Counsel's assistance is deemed to be constitutionally effective if the particular course of action or non-action chosen by counsel had some reasonable basis designed to *354 effectuate his client's interest. Commonwealth v. Mabie, 467 Pa. 464, 359 A.2d 369 (1978). In the instant case no reasonable basis existed for the defendant's trial counsel's failure to file a suppression motion seeking to suppress the defendant's admissions. During the post conviction hearing defendant's trial counsel testified that he did not file such a motion because he felt that a free and full disclosure of the incident would show that the defendant was innocent and blameless. Under the facts of this case it is impossible for us to see how he could have reasonably concluded such to be the case. Furthermore, he could have filed the suppression motion and then, if it was denied and the statements admitted against the defendant anyhow he still could have made that same argument before the jury. Therefore, we find that defendant's counsel had no reasonable basis for failing to file the suppression motion.

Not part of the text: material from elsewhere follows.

Issue #2575, opened 2023-11-13
NEP-5 balances not displaying for some accounts


hal0x2328:
Legacy NEP-5 balance display is broken under some conditions - one condition is if the user has ever provided liquidity to a legacy Flamingo pool.

The issue is related to https://github.com/CityOfZion/neon-js/issues/921 - when the token info call fails due to neon-js' inability to decode the totalSupply (even on a LP pair token with no remaining balance), Neon no longer continues trying to retrieve token balances for the rest of the NEP-5 tokens in the wallet.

Defendant's counsel also claimed that he believed that it would be futile to file the suppression motion because the statements were admissible. Where a claim of inadmissibility would not have been frivolous and there is no strategic reason offered to explain the failure to pursue a claim of inadmissibility, counsel is ineffective in the absence of any extenuating circumstances. Commonwealth v. Gaston, 474 Pa. 218, 378 A.2d 297 (1977). The mere failure of trial counsel to file a nonfrivolous claim does not necessarily constitute ineffective assistance of counsel. Commonwealth v. Gaston, supra. However, in the instant case the failure of defendant's counsel to file a suppression motion did constitute ineffective assistance of counsel since Miranda Warnings must be given to an individual before he is questioned while in custody or when the focus of a criminal investigation centers on him. Commonwealth v. O'Shea, 456 Pa. 288, 318 A.2d 713 (1974).

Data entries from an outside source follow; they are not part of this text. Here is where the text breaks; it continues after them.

PR #2644, opened 2024-02-29
CU-86drpnt0d - NEON3 - Adjust frontend implementation to be responsiv…

yumiuehara:
…e horizontaly

- [ ] Unit tests written?


melanke:
Task linked: [CU-86drpnt0d NEON3 - Adjust frontend implementation to be responsive horizontaly](https://app.clickup.com/t/86drpnt0d)

PR #2648, opened 2024-03-04
CU-86drt3wmd - NEON3 - Contact Management - Fix issue where contact l…

yumiuehara:
…ist is not being shown

- [ ] Unit tests written?


melanke:
Task linked: [CU-86drt3wmd NEON3 - Contact Management - Fix issue where contact list is not being shown](https://app.clickup.com/t/86drt3wmd)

In our case the officers had been alerted to the fact that the child had died under unnatural circumstances and they, therefore, had reason to believe that a crime had been committed. In response to this they notified the homicide detectives of their police department. At that point the *355 defendant approached the officer, made the officers aware of the fact that he was with the child at the time of the incident, and began to talk about his involvement in the child's death. He was then asked "Do you want to talk about it?", to which he responded "Yeah". At that point the defendant was taken to a small room where he gave incriminating statements to the police. Under these circumstances we hold that the filing of a suppression motion would not be a futile act. In the absence of any further evidence which might be adduced during a suppression hearing it appears that a suppression order may well be warranted. In any event, the failure to file such a motion had no reasonable basis and therefore, the defendant was denied the effective assistance of counsel at his trial.
Order reversed and case remanded for a new trial.
HESTER, J., files a dissenting statement.
HESTER, Judge, dissenting:
I respectfully dissent. I would affirm on the opinion of Judge Papadakos of the court below.